Unlike some people, I am not against hedge funds and private equity funds in principle. I think it’s highly likely that there are people who can beat the market on a sustained basis—particularly if they are people who are especially good with computers—both for theoretical reasons (someone has to be the first person to discover each relevant piece of information or actionable pattern) and empirical reasons (see Fama and French 2010, for example). Hedge funds have lagged the stock market in recent years, but what critics sometimes overlook is that they are supposed to trail the market in boom periods, because many target a beta of around 0.5. But I am mystified by the fact that, in what is supposed to be a highly competitive and innovative industry, the price of investing in a hedge fund has stayed virtually fixed at 2-and-20 (2% of assets, plus 20% of investment returns) for decades.
The consequences of these high prices are added up in The Big Squeeze, a new report sponsored by the American Federation of Teachers. Because true investment fees are usually not disclosed—fund managers insist that they are confidential and require investors not to divulge them—the report simply quantifies the potential savings from reducing fees from 1.8-and-18 to 0.9-and-9. This may seem arbitrary, but I know anecdotally that some funds, even big ones, are charging something like 1-and-10 even to ordinary investors. Since state pension funds are some of the biggest investors that exist, you would think they would be able to negotiate even lower fees.
Not surprisingly, the numbers involved add up quickly. Lower fees over the past five years would have saved the average pension fund included in the study $1.6 billion; to put things in perspective, it would have improved the aggregate funding ratio for these funds by more than two percentage points, which is nothing to sneeze at.

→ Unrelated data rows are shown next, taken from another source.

PR #282, opened 2024-05-04
Add continuum contributions to `IonCollection.radiative_loss`

### LINKED ISSUE #232: `IonCollection.radiative_loss` should include continuum contributions
The `radiative_loss` function should optionally include the continuum contribution from each ion. This could be done as a final step (outside of the main loop) by just calling the appropriate continuum methods on `IonCollection`. 

The one issue is how to handle the wavelength dependence. Currently, `radiative_loss` does not require a wavelength and just sums over every single transition in the ion. However, the continuum methods all require a wavelength. One option would be to have a default wavelength argument (e.g. 1-5000 Å) and then always only include the line transitions that fall within that wavelength range. This would make computing radiative losses for only particular wavelength ranges much easier.

jwreep:
Fixes #232 

I've added f-f and f-b ~~, and 2-p~~ continuum emission to the radiative loss calculation.  

~~It appears to be working~~, but I'd like to do a bit more testing.  

~~One potential issue: the calculation currently assumes a fixed bin width.  It might be nice to generalize and do the integral properly to allow for non-fixed bins, particularly since it can be integrated over a very large range.~~

As a note to myself (@wtbarnes), the following functions still need docstrings before we merge this:

- [x] `IonCollection.radiative_loss_free_free`
- [x] `IonCollection.radiative_loss_free_bound`
- [x] `IonCollection.radiative_loss_bound_bound`

Alternatively, we could make all of these methods private and only expose the `radiative_loss` method.


jwreep:
Figure_1

The output from all ions looks reasonable, except for `log T > 7`.  There should be an increase with temperature from free-free emission (I thought?).

wtbarnes:
Hmm do you have a comparison of the IDL and Python cases? I definitely agree that you should see the uptick in the losses at high temperatures. I had forgotten that IDL computes the radiative loss contribution from the continuum in a slightly different way. I would think these should be consistent though...

Also, if you just plot the wavelength-averaged ff contribution, does that show an increase at high temperatures?

jwreep:
I haven't had much time to come back to this since I posted.  The CHIANTI User's guide shows the uptick, but that plot is from v6 of the database.  

I don't know if it's the Gaunt factor causing the discrepancy, but I've tried changing the wavelength range and binning without any change.  If there's a programming mistake here, it's a subtle one!

wtbarnes:
I wonder if this is a consequence of not including the lower wavelengths that make the dominant contributions at high temperatures? For example, computing just the free-free contribution and averaging over the wavelength dimension,

```python
import astropy.units as u
import fiasco
import numpy as np
import matplotlib.pyplot as plt
from astropy.visualization import quantity_support

temperature = np.logspace(5,8,100) * u.K
all_ions = fiasco.IonCollection(*[fiasco.Ion(i, temperature) for i in fiasco.list_ions()])
wavelength = np.logspace(-2,2,100) * u.AA
ff_short_wave = all_ions.free_free(wavelength).mean(axis=1)
wavelength = np.logspace(1,2,100) * u.AA
ff_long_wave = all_ions.free_free(wavelength).mean(axis=1)

with quantity_support():
    plt.plot(temperature, ff_short_wave, label=r'$\lambda_{min}=0.01$ Å')
    plt.plot(temperature, ff_long_wave, label=r'$\lambda_{min}=10$ Å')
plt.xscale('log')
plt.yscale('log')
plt.legend()
```

gives

image

jwreep:
I tried to redo the function this morning, and while the f-f does have an uptick, I think the b-b is dominating the total losses.  

Here's how I changed the continuum calculation:
```
        wavelength = np.logspace(-2,4,200) * u.angstrom

        ff = self.free_free(wavelength, **kwargs)
        fb = self.free_bound(wavelength, **kwargs)
        tp = self.two_photon(wavelength, density, **kwargs)

        for i in range(len(density)):
            for j in range(len(self.temperature)):
                rad_loss[j,i] += np.trapz(ff[j,:], wavelength)
                rad_loss[j,i] += np.trapz(fb[j,:], wavelength)
                rad_loss[j,i] += np.trapz(tp[:,j,i], wavelength)
```
and I broke it apart by components as well:
Figure_1

It looks like f-f is still small compared to the total, which might be because b-b is too large or one or all of the continua are too small.  Alternatively, maybe this is right?

wtbarnes:
That plot almost looks like the FF and FB are missing some scaling factor. I'm surprised that they are so far below the bound-bound losses as well as being comparable to the two-photon losses at most temperatures.

jwreep:
I think I figured it out.  The discrepancy is the integration.  Changing the code to ignore the bin width
```
        ff = self.free_free(wavelength, **kwargs).sum(axis=1)*u.angstrom
        fb = self.free_bound(wavelength, **kwargs).sum(axis=1)*u.angstrom
        tp = self.two_photon(wavelength, density, **kwargs).sum(axis=0)*u.angstrom
```
I get:

Figure_1

In IDL [ff_rad_loss.pro](https://sohoftp.nascom.nasa.gov/solarsoft/packages/chianti/idl/continuum/ff_rad_loss.pro), the calculation is 
```
rad_loss[k]=rad_loss[k]+this_abund*this_ioneq[k]*factor*sqrt(t[k])*z^2*gaunt[k]
```
which is just a straight sum (no integration).  

So, I guess the question is why the bin width is ignored?  Shouldn't the total radiation for e.g. free-free be given by something like $R_{ff} = \int_{\lambda} I_{ff}(\lambda) d\lambda$ ?

jwreep:
The f-f emissivity according to technical report 11 is 

Screenshot 2024-06-05 at 1 54 47 PM

[CHIANTI's technical report #9](https://www.chiantidatabase.org/tech_reports/09_rad_loss/chianti_report_09.pdf) addresses the radiative losses.  They neglect two-photon's contributions to the total losses.  The equation for free-free (2) doesn't appear to be a direct integration of the emissivity.

Screenshot 2024-06-05 at 1 48 26 PM

Note the exponential factor has disappeared.  This is perhaps why a direct numerical integration is not producing the correct result.  I have no idea where the exponential went, though!

jwreep:
Tentatively fixed.  Still needs a few unit tests to be added, but the losses compare well to IDL.

Screenshot 2024-06-24 at 11 27 47 PM

This uses the same implementation as the IDL formulation, which is based on Mewe et al 1986 for f-b losses and Sutherland 1998 for f-f.  Two-photon is neglected.

jwreep:
@wtbarnes, this should be good to go!

I've followed the implementation in the IDL version, which doesn't integrate the f-f and f-b functions directly, but implements separate functions for radiative losses.  Two-photon emission is neglected in this. 

I pinned the numpy version < 2 for now.  

One small note: the implementation of the f-b Gaunt factor in IDL uses a polynomial approximation to an infinite sum (Eq. 14 of Mewe et al 1986).  Scipy has the appropriate function for the analytic solution, so I've used that instead.  The plot below compares the approximation to the analytic solution.  It should be a negligible difference but could cause a small discrepancy with IDL's output.  We could make the approximation an option, if wanted.

Screenshot 2024-06-25 at 2 26 34 PM

wtbarnes:
Thanks Jeff! This is great and sorry for being so unresponsive on the review front. I will try to get to this either today or early next week. 

Re: your last comment, I think using the scipy implementation is better. I did something similar for the Gauss-Laguerre quadrature in the case of the ionization rates. 

I'm happy to add an IDL comparison test here so that we can check the output as we do any refactoring. Would you mind pasting here snippet of IDL code you were running when you were comparing against the CHIANTI IDL results?

jwreep:
No worries -- enjoy Tenerife!  I'll add the IDL code when I'm in the office tomorrow.

jwreep:
Using `sun_coronal_2021_chianti.abund`:
```
IDL> ff_rad_loss,temperature,ff 
IDL> fb_rad_loss,temperature,fb      
IDL> rad_loss,temperature,total   
IDL> plot,temperature,total,chars=2,xtit='Temperature',ytit='Loss Rate',/ylog,/xlog,yr=[1e-25,1e-21]
IDL> oplot,temperature,fb,line=1,thick=2     
IDL> oplot,temperature,ff,line=2    
IDL> oplot,temperature,(total-ff-fb),line=3     
```
Screenshot 2024-06-27 at 1 32 44 PM

jwreep:
The calculation is extremely slow, but seems to speed up significantly without the warnings.  Perhaps it would be useful to have a keyword to suppress the warnings (or vice versa)?

wtbarnes:
Apologies again that this has taken so long. I've just added a few tests that compare the IDL and Python outputs and made some minor tweaks to one of the gaunt factor functions as I was getting overflow warnings due to large terms in the exponential at low temperatures. These should now be handled properly.

fiasco/ions.py
```diff
@@ -283,6 +284,25 @@ def formation_temperature(self) -> u.K:
         """
         return self.temperature[np.argmax(self.ioneq)]
 
+    @property
+    def zeta_0(self) -> u.dimensionless_unscaled:
```
wtbarnes, line 288: Is this generally useful or could we just make it private?

fiasco/ions.py
```diff
@@ -1316,6 +1336,35 @@ def free_free(self, wavelength: u.angstrom) -> u.erg * u.cm**3 / u.s / u.angstro
...
+
+        Notes
+        -----
+        The result does not include ionization equilibrium or abundance factors.
+
+        The prefactor :math: `F_{k}` is defined in Equation 19 of :cite:t:`sutherland_accurate_1998`,
+        with a value of 1.42555669e-27 cm$^{5}$ g K$^{-1/2}$ s$^{3}$).
+
+        """
+        prefactor = (16./3**1.5) * np.sqrt(2. * np.pi * const.k_B/(const.hbar**2 * const.m_e**3)) * (const.e.esu**6 / const.c**3)
```
wtbarnes, line 1364: Where does the $16/3^{1.5}$ number come from?

fiasco/ions.py
```diff
@@ -1473,6 +1539,63 @@ def free_bound(self,
...
+        z = self.charge_state
+
+        if z == 0:
+            return u.Quantity(np.zeros(self.temperature.shape) * u.erg * u.cm**3 / u.s)
+        else:
+            recombined = self.previous_ion()
+            if not recombined._has_dataset('fblvl'):
+                return u.Quantity(np.zeros(self.temperature.shape) * u.erg * u.cm**3 / u.s)
+
+            C_ff = 64 * np.pi / 3.0 * np.sqrt(np.pi/6.) * (const.e.esu**6)/(const.c**2 * const.m_e**1.5 * const.k_B**0.5)
```
wtbarnes, line 1581: Where does the $64/3$ factor come from?

fiasco/ions.py
```diff
@@ -283,6 +284,25 @@ def formation_temperature(self) -> u.K:
...
+        difference = self.atomic_number - (self.charge_state + 1)
+        if difference <= 0:
+            max_vacancies = 1
+        elif difference <= 8 and difference > 0:
+            max_vacancies = 9
+        elif difference <= 22 and difference > 8:
+            max_vacancies = 27
+        else:
+            max_vacancies = 55
+        return float(max_vacancies - difference)
```
wtbarnes, line 304: Does this need to be explicitly cast to a float?

fiasco/ions.py
```diff
@@ -1316,6 +1336,35 @@ def free_free(self, wavelength: u.angstrom) -> u.erg * u.cm**3 / u.s / u.angstro
...
+        all wavelengths.  The total losses per unit emission measure is then given by
+        (Equation 18 of :cite:`sutherland_accurate_1998`):
+
+        .. math::
+
+            R_{ff}(T_e) = F_{k} \sqrt{(T_{e})} Z^{2} \langle g_{t,ff}\rangle
+
+        where :math: `T_{e}` is the electron temperature, :math: `\F_{k}` is a constant,
+        :math: `Z` is the ionization stage, and :math: `\langle g_{t,ff}\rangle` is the
+        total (wavelength-averaged) free-free Gaunt factor.
```
wtbarnes, line 1354:
```suggestion
        where :math:`T_{e}` is the electron temperature, :math:`F_{k}` is a constant,
        :math:`Z` is the ionization stage, and :math:`\langle g_{t,ff}\rangle` is the
        total (wavelength-averaged) free-free Gaunt factor.
```

fiasco/ions.py
```diff
@@ -1316,6 +1336,35 @@ def free_free(self, wavelength: u.angstrom) -> u.erg * u.cm**3 / u.s / u.angstro
...
+
+        Notes
+        -----
+        The result does not include ionization equilibrium or abundance factors.
+
+        The prefactor :math: `F_{k}` is defined in Equation 19 of :cite:t:`sutherland_accurate_1998`,
+        with a value of 1.42555669e-27 cm$^{5}$ g K$^{-1/2}$ s$^{3}$).
```
wtbarnes, line 1361:
```suggestion
        The prefactor :math:`F_{k}` is defined in Equation 19 of :cite:t:`sutherland_accurate_1998`,
        with a value of 1.42555669e-27 cm$^{5}$ g K$^{-1/2}$ s$^{3}$).
```

I would move this above the Notes section to be just below the equation.

fiasco/ions.py
```diff
@@ -1473,6 +1539,63 @@ def free_bound(self,
...
+
+        .. math::
+
+            R_{fb} = \frac{C_{ff} k_{B} G_{fb} T^{1/2}}{h c} \exp{\Big(\frac{-h c}{\lambda k_{B} T}\Big)}
+
+        We have dropped the factor of :math:`n_{e}^{2}` here to make the loss rate per unit EM.
+
+        Notes
+        -----
+        The input ion `self` is taken to the recombining ion.
```
wtbarnes, line 1570:
```suggestion
        This ion, for which the free-bound radiative loss is being calculated, is taken to the recombining ion.
        The ion one ionization stage lower is taken to be the recombined ion.
```

fiasco/ions.py
```diff
@@ -1473,6 +1539,63 @@ def free_bound(self,
...
+        """
+        z = self.charge_state
+
```
wtbarnes, line 1573:
```suggestion
```

fiasco/ions.py
```diff
@@ -1473,6 +1539,63 @@ def free_bound(self,
...
+        if z == 0:
+            return u.Quantity(np.zeros(self.temperature.shape) * u.erg * u.cm**3 / u.s)
+        else:
+            recombined = self.previous_ion()
+            if not recombined._has_dataset('fblvl'):
+                return u.Quantity(np.zeros(self.temperature.shape) * u.erg * u.cm**3 / u.s)
+
```
wtbarnes, line 1580:
```suggestion
```

fiasco/ions.py
```diff
@@ -1473,6 +1539,63 @@ def free_bound(self,
...
+            E_fb = np.where(E_obs==0*u.erg, E_th, E_obs)
+
+            wvl_n0 = const.h * const.c / (recombined.ip - E_fb[0])
+            wvl_n1 = (recombined._fblvl['n'][0] + 1)**2 /(const.Ryd * z**2)
+
+            g_fb0 = self._gaunt_factor_free_bound_total(ground_state=True)
+            g_fb1 = self._gaunt_factor_free_bound_total(ground_state=False)
+
+            term1 = g_fb0 * np.exp(-const.h*const.c/(const.k_B * self.temperature * wvl_n0))
+            term2 = g_fb1 * np.exp(-const.h*const.c/(const.k_B * self.temperature * wvl_n1))
```
wtbarnes, line 1595:
```suggestion

            E_obs = recombined._fblvl['E_obs']*const.h*const.c
            E_th = recombined._fblvl['E_th']*const.h*const.c
            E_fb = np.where(E_obs==0*u.erg, E_th, E_obs)
            wvl_n0 = const.h * const.c / (recombined.ip - E_fb[0])
            wvl_n1 = (recombined._fblvl['n'][0] + 1)**2 /(const.Ryd * z**2)
            g_fb0 = self._gaunt_factor_free_bound_total(ground_state=True)
            g_fb1 = self._gaunt_factor_free_bound_total(ground_state=False)
            term1 = g_fb0 * np.exp(-const.h*const.c/(const.k_B * self.temperature * wvl_n0))
            term2 = g_fb1 * np.exp(-const.h*const.c/(const.k_B * self.temperature * wvl_n1))
```

fiasco/ions.py
```diff
@@ -1528,6 +1651,77 @@ def _karzas_cross_section(self, photon_energy: u.erg, ionization_energy: u.erg,
...
+
+        where :math: `\zeta(x)` is the Riemann zeta function.
+
+        However, the second sum is analytic, :math: `\sum_{1}^{n_{0}} n^{-3} = \zeta(3) + \frac{1}{2}\psi^{(2)}(n_{0}+1)`
+        where :math: `\psi^{n}(x)` is the n-th derivative of the digamma function (a.k.a. the polygamma function).
+        So, we can write the full solution as:
+        .. math::
+            f_{1}(Z, n, n_{0}) = \zeta(3) - \sum_{1}^{n_{0}} n^{-3} = - \frac{1}{2}\psi^{(2)}(n_{0}+1)
+
+        The final expression is therefore simplified and more accurate than :cite:t:`mewe_freebound_1986`.
```
wtbarnes, line 1688: Because this function is not public API (which I agree with!), this docstring does not show up in the rendered documentation. Should we maybe move this elsewhere in the docs? This seems like useful information to record somewhere. We could potentially leave this to a later PR and just leave it as is for now.

fiasco/ions.py
```diff
@@ -1528,6 +1651,77 @@ def _karzas_cross_section(self, photon_energy: u.erg, ionization_energy: u.erg,
...
+            else:
+                f_1 = -0.5 * polygamma(2, n_0 + 1)
+                with np.errstate(over='ignore'):
+                    f_2 = 2.0 * f_1 * z**4 * np.exp((prefactor * z**2)/((n_0+1)**2))
+
+            # Large terms in the exponential can lead to infs in the f_2 term. These will be zero'd
+            # out when multiplied by the ionization equilibrium anyway
+            f_2 = np.where(np.isinf(f_2), 0.0, f_2)
+
+            return (prefactor * f_2)
```
wtbarnes, line 1722:
```suggestion
        z = self.charge_state
        if z == 0:
            return u.Quantity(np.zeros(self.temperature.shape))
        else:
            recombined = self.previous_ion()
            if not recombined._has_dataset('fblvl'):
                return u.Quantity(np.zeros(self.temperature.shape))
            Ry = const.h * const.c * const.Ryd
            prefactor = (Ry / (const.k_B * self.temperature)).decompose()
            n_0 = recombined._fblvl['n'][0]
            if ground_state:
                g_n_0 = 0.9 # The ground state Gaunt factor, g_fb(n_0), prescribed by Mewe et al 1986
                z_0 = n_0 * np.sqrt(recombined.ip / Ry).decompose()
                # NOTE: Low temperatures can lead to very large terms in the exponential and in some
                # cases, the exponential term can exceed the maximum number expressible in double precision.
                # These terms are eventually set to zero anyway since the ionization fraction is so small
                # at these temperatures.
                with np.errstate(over='ignore'):
                    f_2 = g_n_0 * self.zeta_0 * (z_0**4 / n_0**5) * np.exp((prefactor * z_0**2)/(n_0**2))
            else:
                f_1 = -0.5 * polygamma(2, n_0 + 1)
                with np.errstate(over='ignore'):
                    f_2 = 2.0 * f_1 * z**4 * np.exp((prefactor * z**2)/((n_0+1)**2))
            # Large terms in the exponential can lead to infs in the f_2 term. These will be zero'd
            # out when multiplied by the ionization equilibrium anyway
            f_2 = np.where(np.isinf(f_2), 0.0, f_2)

            return (prefactor * f_2)
```

fiasco/ions.py
jwreep: [Sutherland 1998](https://ui.adsabs.harvard.edu/abs/1998MNRAS.300..321S/abstract) spells out the whole equation.
Screenshot 2024-08-09 at 12 57 01 PM

fiasco/ions.py
jwreep: Likely could be made private.  It might have some useful fringe cases where it would be useful to have access to, but that would be rare.

fiasco/ions.py
jwreep: This whole function is Equation 1a of [Mewe et al 1986](https://ui.adsabs.harvard.edu/abs/1986A%26AS...65..511M/abstract), but they don't spell out the constants in that paper:

Screenshot 2024-08-09 at 1 04 18 PM
Their earlier paper [Gronenschild & Mewe 1978](https://ui.adsabs.harvard.edu/abs/1978A%26AS...32..283G/abstract) writes out the constants in full (with some unit changes):

Screenshot 2024-08-09 at 1 05 55 PM

fiasco/ions.py
jwreep: Not sure why I did that.  Probably not necessary.

fiasco/ions.py
jwreep: I didn't realize this wouldn't show up.  This absolutely needs to be recorded since we've changed the implementation slightly from Chianti, which uses the polynomial form.  I'm not sure where else to suggest that it be moved to, though.

fiasco/ions.py
wtbarnes: Ah I see ok. As long as we have a reference and we've defined the constant as in the paper I think that's fine.

fiasco/ions.py
wtbarnes: The latest version of the docs has a section called "Topic Guides" that is reserved for more non-code explanatory pages: https://fiasco.readthedocs.io/en/latest/topic_guides/index.html. We could put it there.

fiasco/ions.py
jwreep: I had put the references in the doc string for the function.  If it's not clear, we can always add more detail.

fiasco/ions.py
jwreep: Alright, I've added it now.  Hopefully I've formatted it correctly . . . 

Also, thanks for catching the bug in the test!  Beat me to it.

jwreep:
I've added the doc strings now and some tests to keep Codecov happy.  I would suggest keeping each new collection method public -- sometimes it's helpful to break apart the contributions to different emission processes.

jwreep:
Codecov is still showing a gap for the try-except statements in the f-f and f-b radiative loss collection functions.  I'm not sure if it's possible for either to currently throw an exception.  The f-b has some error handling in the corresponding ion class function (returns zeroes), while the f-f doesn't use any files particular to a given ion.  

So, I think the options are to remove the try-except statements or keep the gap in codecov.  I don't think there's anything wrong with keeping the error handling in case something changes in the future, but it shouldn't matter at present.

wtbarnes:
Don't worry about the code coverage for those parts. I'm not so worried about that "failure".

wtbarnes:
Ok I did some minor fixing of the formatting for the new topic guide page. The equations weren't rendering quite right. Once the docs build preview finishes, give that a look over and let me know if it's good to go. Other than that, once the tests pass, I think this is ready.

jwreep:
The math looks like it rendered fine this time.  It should be ready to merge once it finishes the last few tests, then!

wtbarnes:
Ok I found some more nitpicky formatting fixes, almost all caused by me. I also moved the two-photon continuum explanation to a topic guide as well as I found it a bit overly long for a docstring. I'm declaring this the last round of fixes and actually merging once the tests pass this time!

wtbarnes:
Thanks as always! And sorry that this once again took forever to get merged.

The important question is why high fees persist despite the potential market power of big pension funds. There are probably multiple explanations. One is a culture of secrecy, which makes it difficult for any fund to find out what other funds are paying. Another is the marketing prowess of fund managers, who are adept at explaining when their fund is unlike any other in the world and therefore merits its high fees. A third is that pension fund managers are playing with other people’s money (in this case, the other people are the fund’s beneficiaries—teachers, firefighters, and other government employees)—and may be more interested in ingratiating themselves with the asset management industry than with getting the best deal they can. (This is even more likely the case for the investment consultants who match pension funds with asset managers.) But in a political climate that makes tax increases on rich fund managers unlikely, state governments could achieve the same results by taking a harder line on investment management fees: requiring public disclosure of all fees or even imposing hard fee caps for pension fund investments. With the amount of money involved, it’s hard to imagine that major pension funds couldn’t find anyone competent to take their money for 0.9-and-9.